Oscar Pistorius offered $34,000 to the family of girlfriend Reeva Steenkamp after he killed her, but they rejected it because they did not want "blood money," a prosecutor said Tuesday at the sentencing hearing for the double-amputee athlete.
Chief prosecutor Gerrie Nel also referred to separate monthly payments of $550 that Pistorius apparently did make to Steenkamp's parents after they asked for help. Nel said those would be paid back in full.

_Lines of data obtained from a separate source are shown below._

PR #83, opened 2025-04-02
ci: add local demo workflow 

paralta:
* Fix zot service name in helm values
* Add demo workflow that runs agent directory build/push/publish/pull commands with one dir server node
* Example run https://github.com/paralta/dir/actions/runs/14226199344/job/39866198246

### DIFF
--- a/.github/workflows/demo-local.yaml
+++ b/.github/workflows/demo-local.yaml
@@ -1,11 +1,11 @@
 # Copyright AGNTCY Contributors (https://github.com/agntcy)
 # SPDX-License-Identifier: Apache-2.0
 
-name: Demo
+name: Dir - Local Demo
 
 description: |
   This workflow demonstrates how to use the Dir CLI with a Kind cluster and Helm chart.
-  It includes steps for building, pushing, publishing, and listing images.
+  It includes steps for building, pushing, publishing, and listing agents.
 
 on:
   workflow_dispatch:
@@ -47,10 +47,6 @@ jobs:
       - name: Load image into Kind
         run: |
           kind load docker-image ${{ inputs.dir-apiserver-image }}:${{ inputs.dir-version }} --name dir-demo
-
-      - name: Login to OCI Registry
-        run: |
-          helm registry login ghcr.io -u notused -p ${{ secrets.GITHUB_TOKEN }}
 
       # TODO Remove values file once release with fix is available
       - name: Deploy Helm Chart
--- a/.github/workflows/reusable-dir-demo.yaml
+++ b/.github/workflows/reusable-dir-demo.yaml
@@ -1,0 +1,116 @@
+# Copyright AGNTCY Contributors (https://github.com/agntcy)
+# SPDX-License-Identifier: Apache-2.0
+
+name: Demo
+
+description: |
+  This workflow demonstrates how to use the Dir CLI with a Kind cluster and Helm chart.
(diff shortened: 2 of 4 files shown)


.github/workflows/reusable-dir-demo.yaml
```diff
@@ -0,0 +1,116 @@
...
+        run: |
+          docker pull ${{ inputs.dir-apiserver-image }}:${{ inputs.dir-version }}
+
+      - name: Load image into Kind
+        run: |
+          kind load docker-image ${{ inputs.dir-apiserver-image }}:${{ inputs.dir-version }} --name dir-demo
+
+      - name: Login to OCI Registry
+        run: |
+          helm registry login ghcr.io -u notused -p ${{ secrets.GITHUB_TOKEN }}
```
pbalogh-sa: I think we don't need to login to the OCI registry because it is open.

.github/workflows/reusable-dir-demo.yaml
```diff
@@ -0,0 +1,116 @@
...
+# SPDX-License-Identifier: Apache-2.0
+
+name: Demo
+
+description: |
+  This workflow demonstrates how to use the Dir CLI with a Kind cluster and Helm chart.
+  It includes steps for building, pushing, publishing, and listing images.
+
+on:
+  workflow_dispatch:
```
pbalogh-sa: I think, if it is as a reusable workflow, it should be called from an other workflow. So it should be `workflow_call` instead of `workflow_dispatch`

.github/workflows/reusable-dir-demo.yaml
paralta: it failed when I tested on the forked repo, let me test again

.github/workflows/reusable-dir-demo.yaml
paralta: I will change the `reusable-*` naming then because I think this is something we want to run ad-hoc to demo the agent flow

.github/workflows/reusable-dir-demo.yaml
paralta: https://github.com/paralta/dir/actions/runs/14239794678/job/39906837077 indeed :D

.github/workflows/demo.yaml
ramizpolic, line 1: `demo_local.yaml`

.github/workflows/demo.yaml
```diff
@@ -0,0 +1,112 @@
+# Copyright AGNTCY Contributors (https://github.com/agntcy)
+# SPDX-License-Identifier: Apache-2.0
+
+name: Demo
```
ramizpolic:
```suggestion
name: Dir - Local Example
```

ramizpolic (approved):

.github/workflows/demo-local.yaml
```diff
@@ -0,0 +1,112 @@
+# Copyright AGNTCY Contributors (https://github.com/agntcy)
+# SPDX-License-Identifier: Apache-2.0
+
+name: Dir - Local Demo
+
+description: |
+  This workflow demonstrates how to use the Dir CLI with a Kind cluster and Helm chart.
+  It includes steps for building, pushing, publishing, and listing images.
```
ramizpolic:
```suggestion
  It includes steps for building, pushing, publishing, and listing agents.
```

PR #85, opened 2025-04-03
feat(cli): add network cli command

adamtagscherer:
This PR adds a `network init` and `network info` commands to the `dirctl` that generates a peer id from a ED25519 private key.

The revelations emerged while Nel was cross-examining a social worker over what Pistorius' punishment should be for shooting Steenkamp. The social worker testified that Pistorius should be placed under house arrest, rather than sent to prison, after his conviction for culpable homicide, or negligent killing.
Social worker Annette Vergeer, one of four witnesses called by the defense, said South African jails are violent and overcrowded and that the athlete would be under duress because of his disability and fragile mental state resulting from the night he fired four times through a toilet door in his home, killing Steenkamp. Pistorius testified he mistook her for an intruder and denied prosecution assertions that he shot her during an argument.
Additionally, Vergeer said, Pistorius — who in 2012 was the first amputee athlete to run at the Olympics — has the potential to be a productive member of society again. A sentence of house arrest and work at a school for disabled children would be more appropriate, she said.
Prison "will not assist him but will break him as a person," she said.
Prosecutor Nel challenged Vergeer, saying her knowledge of the South African prison system was limited and out of date. He also asked why she didn't mention in her report on Pistorius that she knew the family of the woman he killed turned down money.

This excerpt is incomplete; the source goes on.